なんとか昇格したものの、いざJ1での戦いとなると、苦戦するチームは少なくない。いい成績を残せず、1年でJ2に舞い戻る「エレベータークラブ」も珍しくないのだ。しかし今季は、昇格した2チームが好成績を残している。
FC町田ゼルビアは残留争いどころか、優勝争いに加わった。東京ヴェルディはシーズン開幕前はJ2降格の最有力候補とみられていたが、残り1節の時点で6位につけている。
では東京ヴェルディはなぜ、上位に入ることができたのか。城福浩監督みずから名良橋晃氏のYouTubeチャンネルに出演し、その理由を激白している。

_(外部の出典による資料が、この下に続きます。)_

PR #10023, opened 2024-08-01
chore(style): strings instead of ints for training room time output

Constrat:
Before:
image

After:
image

Reading times as x:x:x gives me a stroke.

(Why no space between `[Name] Skill` 😭 )

@HX3N no more stroke when reading

### DIFF
--- a/src/MaaCore/Task/Infrast/InfrastTrainingTask.cpp
+++ b/src/MaaCore/Task/Infrast/InfrastTrainingTask.cpp
@@ -153,10 +153,13 @@ bool asst::InfrastTrainingTask::time_left_analyze(cv::Mat image)
         }
         std::string str_time = match.str();
 
-        if (!utils::chars_to_number(str_time, time_left[i])) {
-            Log.error(__FUNCTION__, "chars_to_number failed");
-            return false;
+        // Ensure the time string has two characters
+        if (str_time.length() == 1) {
+            str_time = "0" + str_time;
         }
+
+        // Store the time as a string with leading zeros
+        time_left[i] = str_time;
     }
 
     return true;
--- a/src/MaaCore/Task/Infrast/InfrastTrainingTask.h
+++ b/src/MaaCore/Task/Infrast/InfrastTrainingTask.h
@@ -25,7 +25,7 @@ namespace asst
         static int skill_index_from_rect(const Rect& r);
 
         int m_level;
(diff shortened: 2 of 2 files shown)


src/MaaCore/Task/Infrast/InfrastTrainingTask.cpp
```diff
@@ -153,10 +153,13 @@ bool asst::InfrastTrainingTask::time_left_analyze(cv::Mat image)
         }
         std::string str_time = match.str();
 
-        if (!utils::chars_to_number(str_time, time_left[i])) {
-            Log.error(__FUNCTION__, "chars_to_number failed");
-            return false;
+        // Ensure the time string has two characters
+        if (str_time.length() == 1) {
+            str_time = "0" + str_time;
         }
```
Constrat, line 159:
```suggestion
		std::ostringstream oss;
		oss << std::setw(2) << std::setfill('0') << str_time;
		str_time = oss.str();
```
This could be used but it seems stupidly more complicated

ABA2396:
Sorry, I directly made the changes when I saw the issue and didn't notice this PR. I don't think storing time as a string is a good idea. This display issue should be handled by the UI.

ABA2396:
image
just like this

status102:
or send a number of seconds, instead of h, m, s

Constrat:
@ABA2396 
Instead of opening an issue I'll just use this as discussion:
image
How about adding a space in between? 
```cpp
   // Before
   $"[{operatorName}]{skillName}\n" +

   // After
   $"[{operatorName}] {skillName}\n" +
```

I know that the in-game output does not have the space, but especially for English, not having it on an interface feels wrong. Let me know your opinions, in case you don't like for all client, I can just add it to English only if possible

status102:
> @ABA2396我不会提出问题，而是将其用作讨论： image中间加一个空格怎么样？
> 
> ```c++
>    // Before
>    $"[{operatorName}]{skillName}\n" +
> 
>    // After
>    $"[{operatorName}] {skillName}\n" +
> ```
> 
> 我知道游戏中的输出没有空间，但特别是对于英语来说，界面上没有它感觉不对。让我知道您的意见，如果您不喜欢所有客户，我只能在可能的情况下将其添加为英文

@ABA2396 says it's not a matter. If you like, just add it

「20位に予想されていたのは知っていたが、まぁ当然だな、と。クラブの規模もそうだけど、経験値や選手層からいったら、J1で実績のある選手がほとんどいないわけだから。選択肢がないから、選手を成長させるしかない。だからあまり迷わなかったのは、すごく助かった。俺らは選手を取っ替え引っ替えするわけにいかないし、成長に全神経を集中していた」
チームの若さも躍進の原因だとして、
「選手にはいい時もあれば、悪い時もある。だから前半の45分で替える時も何回もあった。それは実績のある選手の集団だったらできない。若い集団だから、みんな受け入れてくれる。マネージメントがすごい大変だったかというと、そこまで気を使ったわけではない」
ディフェンスを4枚から3枚に戦術変更したことも、チームがよくなった理由であると、城福監督は考えている。第15節の町田戦に0-5で大敗すると、第16節のヴィッセル神戸戦から3バックに変更し、1-0で勝利を収めた。所属する選手を考えて、4バックの方がいいと判断したからだ。そして変更の時期もよかったと、城福監督は自身の采配を自画自賛する。
「神戸戦の前に0-5で負けたから、変えるんだったらもう今しかないなと思った。(前のルヴァンカップの試合から)中3日で神戸戦なので、普通だったら代表ウィークとか時間がある時にするけど、あえてそこで変えたんです。あの大敗があって、ここで変えなきゃ選手は受け入れないだろうな、と」
戦術面では、常に選手に言い続けていたことがあった。
「寄せて(相手)選手のプレーに制限をかけて。後ろを向かせてバックパスさせて、相手陣内でボールを奪った瞬間がいちばんのチャンスであって、そうすれば最後に自分のところにボールがこぼれるっていうことは、それこそ呪文のように言った。どんなすごいゴールを決めても、その前のシーンでこれだけプレッシャーをかけた選手がいて、これだけ3度追いしてラインを上げるやつがいて、ヘディング競うやつがいたからこうなった、ということを、映像を1分ぐらい巻き戻して見せるということをずっと(した)」
こうして東京ヴェルディは上位に食い込んだというのである。
そんな城福監督は、ゴールや勝利時のエビ反りガッツポーズが話題となっているが、
「自然とやってたけど、もうやめようかな。あの瞬間、人を意識してるわけじゃないんだけど、こいつ反りがちょっと少なくなったな、とか言われるのも嫌だし、なんとなく自制心が働いちゃってるかな」
そんなことを言わず、今後も続けてはどうか。来シーズンは今年以上にガッツポーズが見られるに違いない。